RULING ON RJL Martinez Fishing Corporation vs. NLRC:


The employer-employee relationship between the parties herein is not
coterminous with each loading and unloading job. The job of catching a fish
is a continuous process and is not a seasonal job. It is desirable to the
business of the respondent and this circumstance of employment makes the
complainant a regular employee because it is not dependent to any seasonal
activity.

Art. 106 of LC (provides a legal effect of a labor only contracting scheme):


The person shall be considered as an agent of employer who shall be
responsible to the workers in the same manner as if they were directly
employed by the latter.
BASE:

The Guaranteed and Reliable contractors have neither substantial capital nor
investment to qualify as an independent contractor. All paraphernalia, tools,
etc. used by petitioners from the job are from the respondent company.

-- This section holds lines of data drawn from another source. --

PR #8172, opened 2022-10-13
types: include `nuxt-link` target types

vencho-mdp:
### 🔗 Linked issue

resolves #8171 

### ❓ Type of change

### 📚 Description
Added possible types for target value, in order to provide autocompletion.

### 📝 Checklist

### DIFF
--- a/packages/nuxt/src/app/components/nuxt-link.ts
+++ b/packages/nuxt/src/app/components/nuxt-link.ts
@@ -26,7 +26,7 @@ export type NuxtLinkProps = {
   custom?: boolean
 
   // Attributes
-  target?: '_blank' | '_parent' | '_self' | '_top' | string
+  target?: '_blank' | '_parent' | '_self' | '_top' | (string & {}) | null
   rel?: string | null
   noRel?: boolean
 
--- a/packages/nuxt/src/app/components/nuxt-link.ts
+++ b/packages/nuxt/src/app/components/nuxt-link.ts
@@ -26,7 +26,7 @@ export type NuxtLinkProps = {
   custom?: boolean
 
   // Attributes
-  target?: string | null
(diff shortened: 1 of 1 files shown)


packages/nuxt/src/app/components/nuxt-link.ts
```diff
@@ -26,7 +26,7 @@ export type NuxtLinkProps = {
   custom?: boolean
 
   // Attributes
-  target?: string | null
+  target?: '_blank' | '_parent' | '_self' | '_top' | string
```
danielroe, line 29:
```suggestion
  target?: '_blank' | '_parent' | '_self' | '_top' | (string & {}) | null
```

DamianGlowala: Knowing that `target` is optional, is `null` actually needed?

vencho-mdp: If null is a type option then it'd allow something like `:target="null"`. Not so sure if it has a use case.

DamianGlowala: Even if we wanted to use a ternary operator like the one below, I'd naturally go for `undefined` (knowing the property is optional).

```
:target="variable ? '_blank' : undefined"
```

@danielroe, shall all `null` values be removed for optional properties (line 14, 29 and 30)? There is some inconsistency at the moment.

danielroe: No, null values serve an important purpose of overwriting default values. See https://github.com/nuxt/framework/pull/3544#issuecomment-1062061430 and other comments there.

danielroe (approved):

pi0 (approved):
Thanks <3

PR #8198, opened 2022-10-14
fix(kit): log module id to the console when import fails

### LINKED ISSUE #8191: [DX] Improve error when added module is no module
### Describe the feature

When adding a npm package to `modules` that actually is not a Nuxt module (but e.g. exports CSS), the error message is rather cryptic:

e.g. ` ERROR  Cannot start nuxt:  expected expression, got ':'                                                 15:56:50`

It would be nice to provide a more readable warning and also hint that the module that is failing might not be a module.

[Repro](https://stackblitz.com/edit/https-github-comnuxtframeworkissues8191?file=nuxt.config.ts)

### Additional information

### Final checks

Araneline:
### 🔗 Linked issue

#8191 

### ❓ Type of change

### 📚 Description

Resolves #8191 - in case of error during module require/import it will be printed to the console in the form of 'Error while requiring module {module_name}: {error}'.

### 📝 Checklist

### DIFF
--- a/packages/kit/src/internal/cjs.ts
+++ b/packages/kit/src/internal/cjs.ts
@@ -1,3 +1,4 @@
+import { relative } from 'node:path'
 import { pathToFileURL } from 'node:url'
 import { join, normalize } from 'pathe'
 import { interopDefault } from 'mlly'
@@ -124,7 +125,7 @@ export function requireModule (id: string, opts: RequireModuleOptions = {}) {
 
     return requiredModule
   } catch (error: unknown) {
-    console.error(`Error while requiring module \`${id.split('/').pop()}\`: ${error}`)
+    console.error(`Error while requiring module \`${relative(process.cwd(), resolvedPath)}\`: ${error}`)
     throw error
   }
 }
--- a/packages/kit/src/internal/cjs.ts
+++ b/packages/kit/src/internal/cjs.ts
@@ -118,10 +118,15 @@ export function requireModule (id: string, opts: RequireModuleOptions = {}) {
     clearRequireCache(resolvedPath)
   }
 
-  // Try to require
-  const requiredModule = _require(resolvedPath)
+  try {
+    // Try to require
+    const requiredModule = _require(resolvedPath)
 
-  return requiredModule
+    return requiredModule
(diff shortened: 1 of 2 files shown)


packages/kit/src/internal/cjs.ts
```diff
@@ -118,10 +118,15 @@ export function requireModule (id: string, opts: RequireModuleOptions = {}) {
...
-  // Try to require
-  const requiredModule = _require(resolvedPath)
+  try {
+    // Try to require
+    const requiredModule = _require(resolvedPath)
 
-  return requiredModule
+    return requiredModule
+  } catch (error: unknown) {
+    console.error(`Error while requiring module \`${id.split('/').pop()}\`: ${error}`)
```
pi0, line 127: Shall we preserve the original module id in the error log?

Araneline: Original id as I found out is a path to the module in case of not module-module at least. So I decided against printing the whole line, extracting only the last part of the path.

If you believe the whole path string would be better, I can commit that fix.

pi0: We can use this: `relative(process.cwd(), resolvedPath)` to make log more beatiful:

image

pi0:
Instead of `cjs.ts` util, we might add a try-catch directly to `module/install.ts:45` for better stack trace. The utility in cjs a confusing name it requires a _node module_ while in `install.ts` we have access to user input (not resolved) to show in custom error. It also handles ESM branch.

packages/kit/src/internal/cjs.ts
Araneline: Definitely. Thank you for pointing in the right direction. Made another commit.

Araneline:
> Instead of `cjs.ts` util, we might add a try-catch directly to `module/install.ts:45` for better stack trace. The utility in cjs a confusing name it requires a _node module_ while in `install.ts` we have access to user input (not resolved) to show in custom error. It also handles ESM branch.

Think I got it. Moved the try-catch block to install.ts and used an unresolved module name in the error.

pi0 (approved):

pi0:
Thanks!

PR #8205, opened 2022-10-14
fix(nuxt): fix broken external urls when baseURL is set in config

### LINKED ISSUE #7983: useFetch/$fetch and external URLs is broken when used in an app configured with a baseUrl
### Environment

- Operating System: `Darwin`
- Node Version:     `v16.17.1`
- Nitro Version:    `0.5.4`
- Package Manager:  `npm@8.15.0`
- Builder:          `vite`
- User Config:      `-`
- Runtime Modules:  `-`
- Build Modules:    `-`

### Reproduction

https://stackblitz.com/edit/nuxt-starter-fsyggj?file=app.vue

Having a hard time reproducing the exact issue that I'm having. But this basic setup isn't working either so hopefully related.

Added two examples in App.vue (one of the commented out). 

### Describe the bug

When using baseUrl config (either by ENV or nuxt.config) useFetch / $fetch isn't working properly with external URLs.

Not entirely sure what is going on, basically what happens locally in my own project is that when using an external url (e.g. https://graphql.contentful.com/content/[...]) it gets called with a starting '/' which makes the url relative and of course resulting in a 404 (e.g. /https://graphql.contentful.com/content/[...]).

I can't reproduce this in stackblitz, what happens there instead is that the call is made over and over again, never returning any data. It is like it's stuck in a recursive loop. Removing the baseUrl configuration resolves the issue.

### Additional context

_No response_

### Logs

_No response_

Araneline:
### 🔗 Linked issue

#7983 

### ❓ Type of change

### 📚 Description

Resolves #7983 - set baseURL for ohmyfetch dynamically through interceptor. The urls were prefixed with baseURL even if they were external.

Using **onRequest** method of ohmyfetch we set a request interceptor which checks for:
- http(-s) at the beginning of request url
- not set baseURL in options

If both are true, it sets the baseURL to `''` (allowing external link calls). Otherwise if not already in request config - sets the baseURL

### 📝 Checklist

### DIFF
--- a/packages/nuxt/src/app/entry.ts
+++ b/packages/nuxt/src/app/entry.ts
@@ -19,7 +19,7 @@ if (!globalThis.$fetch) {
     onRequest ({ request, options }) {
       if (/^https?:\/\//gm.test(<string>request) && !options.baseURL) {
         options.baseURL = ''
-      } else {
+      } else if (!options.baseURL) {
         options.baseURL = baseURL()
       }
     }
--- a/packages/nuxt/src/app/entry.ts
+++ b/packages/nuxt/src/app/entry.ts
@@ -15,7 +15,14 @@ import AppComponent from '#build/app-component.mjs'
 if (!globalThis.$fetch) {
   // @ts-ignore
   globalThis.$fetch = $fetch.create({
-    baseURL: baseURL()
+    // @ts-ignore
+    onRequest ({ request, options }) {
+      if (/^https?:\/\//gm.test(<string>request) && !options.baseURL) {
+        options.baseURL = ''
+      } else {
+        options.baseURL = baseURL()
+      }
+    }
   })
 }
 


danielroe (commented):
This seems like an upstream bug to me, and we should likely resolve in ufo or ohmyfetch.

Previously we had a similar bug which was resolved in https://github.com/unjs/ufo/pull/68.

-> also posted in https://github.com/nuxt/framework/issues/7983#issuecomment-1279743702

Araneline:
> This seems like an upstream bug to me, and we should likely resolve in ufo or ohmyfetch.
> 
> 
> 
> Previously we had a similar bug which was resolved in https://github.com/unjs/ufo/pull/68.
> 
> 
> 
> -> also posted in https://github.com/nuxt/framework/issues/7983#issuecomment-1279743702

Ok. Would you mind if I had a look at ufo and try to fix it there? Alternatively I can close this PR.

danielroe:
That would be lovely 😊

Araneline:
Quick update/note: seems like the issue is boiled down to `withBase` method from _ufo_ which is used if `baseURL` is set in _ohmyfetch_.

Araneline:
@danielroe the fix to that problem was already committed 3 months ago to the [unjs/ufo](https://github.com/unjs/ufo). There was a patch which introduced check of `hasProtocol` alongside `isEmptyURL` in `withBase` function.

Looking at [unjs/ohmyfetch](https://github.com/unjs/ohmyfetch) repo after pnpm install, it's clear that the old version of the ufo is installed since there's no `hasProtocol` check.

**The solution:** update the version of unjs/ufo in unjs/fetch (probably releasing a new version first for ufo).

This branch can be safely disregarded after that.

danielroe:
Thanks for investigating. ❤️🙏

danielroe:
@pi0 shall i release new versions of  `ufo`  and `ohmyfetch`?

pi0:
`ufo@0.8.6` is released. The latest release of `ohmyfetch` has the compatible semver range dependency on ufo 0.8x. Please try recreating lockfile. It should fix the issue.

While it is true that there are no other ways to specifically load/unload


bottles (or by doing their job), the mere fact that the SMC imposed
disciplinary measures for violations or infractions to its rules as well as
its right to recommend transfers and the dismissal of piece workers only
entails that SMC has control over the petitioners. Moreover, Abner Bungay,
the alleged SMC representative of the labor contractor is the strongest
indicator of respondent company’s right of control over the petitioners as
direct employer.

Therefore, the petition is GRANTED. SMC is ordered to reinstate petitioners


with 3 years back wages and if reinstatement is no longer possible, SMC is
ordered to pay equivalent to one month pay for every year of service.